We are using our QAT repository https://github.com/embedded-machine-learning/FastQATforPOTRescaler to get a power of two rescaler. It should be published as part of DSD23, however as this is not available yet https://jantsch.se/AxelJantsch/papers/2023/DanielSchnoell-DSD.pdf .

Weight export

Open the notebook netron_tens/nunpy_to_c_QAT.ipynb
You need to select the model in the first cell, then simply run the whole notebook and a new file wights_Quant.hpp is created.
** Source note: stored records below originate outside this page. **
PR #2497, opened 2020-07-31
Upgraded NotebookService from AngularJS to Angular

### LINKED ISSUE #2479: NotebookService: Upgrade from AngularJS to Angular
- Upgrade to Angular, then downgrade it using downgradeInjectable so it can continue to be used in student/preview and teacher apps
- Write unit tests to run with other Angular tests

breity:
Upgraded NotebookService to Angular and wrote tests for NotebookService.

To test:
- Make sure Notebook tools all work as before:
  - Student notebook and report in vle (preview + runs)
  - Teacher notebook and notebook grading view in classroom monitor
  - Notebook authoring

Closes #2479.


breity:
Thanks @geoffreykwan. I made the requested changes.

geoffreykwan:
The spread operator performs a shallow copy so note.content and noteCopy.content are actually pointing to the same object. I think this might lead to slightly unintended behavior in certain places in the code such as in deleteNote() and reviveNote(). In this case it doesn't really matter because noteCopy will have its clientSaveTime overwritten when it gets saved shortly after that.

Now that I think about it, does note.content.clientSaveTime actually need to be updated at all if we are saving note revisions?

https://github.com/WISE-Community/WISE/blob/2d62f7098111991281d8c36dac4d0755609eb552/src/main/webapp/wise5/services/notebookService.ts#L87-L101

breity:
> Now that I think about it, does note.content.clientSaveTime actually need to be updated at all if we are saving note revisions?
> 
> https://github.com/WISE-Community/WISE/blob/2d62f7098111991281d8c36dac4d0755609eb552/src/main/webapp/wise5/services/notebookService.ts#L87-L101

Yeah, it's a little confusing. We seem to store the client save time in two places: `note.clientSaveTime` and `note.content.clientSaveTime`.  I don't see anywhere in the code where we actually use `note.content.clientSaveTime` for anything other than saving a new note or a note version. And there we just use it as a parameter for `NotebookService.saveNotebookItem()`. So maybe we don't need to be setting it at all?

PR #2498, opened 2020-07-31
Upgraded spring boot to 2.3.2

### LINKED ISSUE #2453: Upgrade to Spring-Boot 2.3.2
https://spring.io/blog/2020/07/24/spring-boot-2-3-2-available-now

We want to take advantage of the lazy-initialization when starting up. There was a bug with WebSocket that was fixed in this release.

hirokiterashima:
Clear the Redis database by running
$ redis-cli
> flushall

and test that WISE starts up and works as before.

Resolves #2453

### DIFF
--- a/pom.xml
+++ b/pom.xml
@@ -332,7 +332,7 @@
   <parent>
     <groupId>org.springframework.boot</groupId>
     <artifactId>spring-boot-starter-parent</artifactId>
-    <version>2.2.0.RELEASE</version>
+    <version>2.3.2.RELEASE</version>
     <relativePath/>
   </parent>
   <dependencies>


hirokiterashima:
Thanks for catching this. It looks like the issue with serialization (non) compatibility across different versions is not a bug, but a deliberate policy https://github.com/spring-projects/spring-security/issues/1945

The StringRedisSerializer fix does not work for me. I still get a 500 page with the error
```
Cannot deserialize; nested exception is org.springframework.core.serializer.support.SerializationFailedException: Failed to deserialize payload. Is the byte array a result of corresponding serialization for DefaultDeserializer?; nested exception is java.io.InvalidClassException: org.springframework.security.core.context.SecurityContextImpl; local class incompatible: stream classdesc serialVersionUID = 520, local class serialVersionUID = 530
```

There is a work-around that is mentioned in the blog https://sadique.io/blog/2016/11/02/handling-deserialization-errors-in-spring-redis-sessions/, which deletes old sessions. So the solutions are either to flush all sessions, or implementing the work-around. We discussed and agreed on flushing the sessions.

PR #2550, opened 2020-08-24
Discussion gating authoring option

hirokiterashima:
This commit allows authors to allow/disallow students to seeing other students' posts before creating new post in discussion component. The JSON field is called ```gateClassmateResponses```.

Test that you can 
- enable/disable the ```gateClassmateResponses``` option in the discussion component authoring
- see others' posts without creating a new post if gating is disabled (```gateClassmateResponses=false```)
- NOT see others' posts without creating a new post if gating is enabled (```gateClassmateResponses=true```)


hirokiterashima:
Replaced by #2553, which doesn't have any of the merge/revert commits.

PR #2552, opened 2020-08-25
Events to observables: refreshProject, scrollToBottom, toggleComponentAdvancedView

### LINKED ISSUE #2551: Replace 'refreshProject', 'scrollToBottom' event broadcasts with Observables

hirokiterashima:
These are all events in the authoring tool.

Test that:
- refreshProject() is invoked when changes are made (importing nodes in structured authoring, auto-saving node JSON, etc)
- the view scrolls to the bottom when a new constraint is added to a node
- advanced component authoring view can be toggled

Resolves #2551


hirokiterashima:
Replaced by #2570. Team agreed to implement toggleComponentAdvancedView as an input to the component instead of as an event.

PR #2594, opened 2020-09-02
Removed events: componentCompleted, nodeSaveClicked, showRevisions

### LINKED ISSUE #2588: Remove events: "componentCompleted", "nodeSaveClicked" and "showRevisions"
These events are no longer being used.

This file needs to be copied into the c Project.

Compile C Project+

Inside CProject open TESTMODEL in MDK5
Inside MDK5 project the following options need to be set:

  • Arm Compiler Version 6.18 (essential)
  • c compiler flags -Omin
  • Activate Link Time Optimization
  • Use Oz
  • Language C: gnu11
  • Language C++: gnu++17 (community)

Please double check these settings with the following images:

Settings A Settings B

Updates since Contest

The original solution is in submission.zip
The end of the contest got a bit stressful, so bugs where introduced. They modified how the compiler interpreted the code, which lead to a suboptimal translation. The update removed these inaccuracies, while of course not modifying the results of the neural network.
The biggest difference is the usage of the template Layers rather than the classical C type, type dynamic function, which improves readability. By using constant weights, as originally intended and easily interpretable code the compiler can optimize better.

Program Size: 
Code=       9458B  →  9518B    (+60)    [Data-type change, two template instances rather than one function]
RO-data=    3446B  →  3530B    (+84)    [Moved data from RW to RO, and changed one datatype
RW-data=     236B  →    20B   (-216)       from int32 to int8.]
ZI-data=   10492B  → 10492B     (±0)
Latency=    1.52ms →  1.48ms (-0.04)    [no void pointers, fully known data-types, only
                                           compile-time dynamic, but runtime static.]    

The code size change is actually very interesting. About 36 bytes come from the change of the data-type form the right shift (with the ugly functions). It now needs to load a quarter words, which does not natively exist (to the best of our knowledge). But the change of type reduces the size of the data by 66 bytes (3*22B). (This code overhead is also true for 16 bit integer even though a native half world load exists.)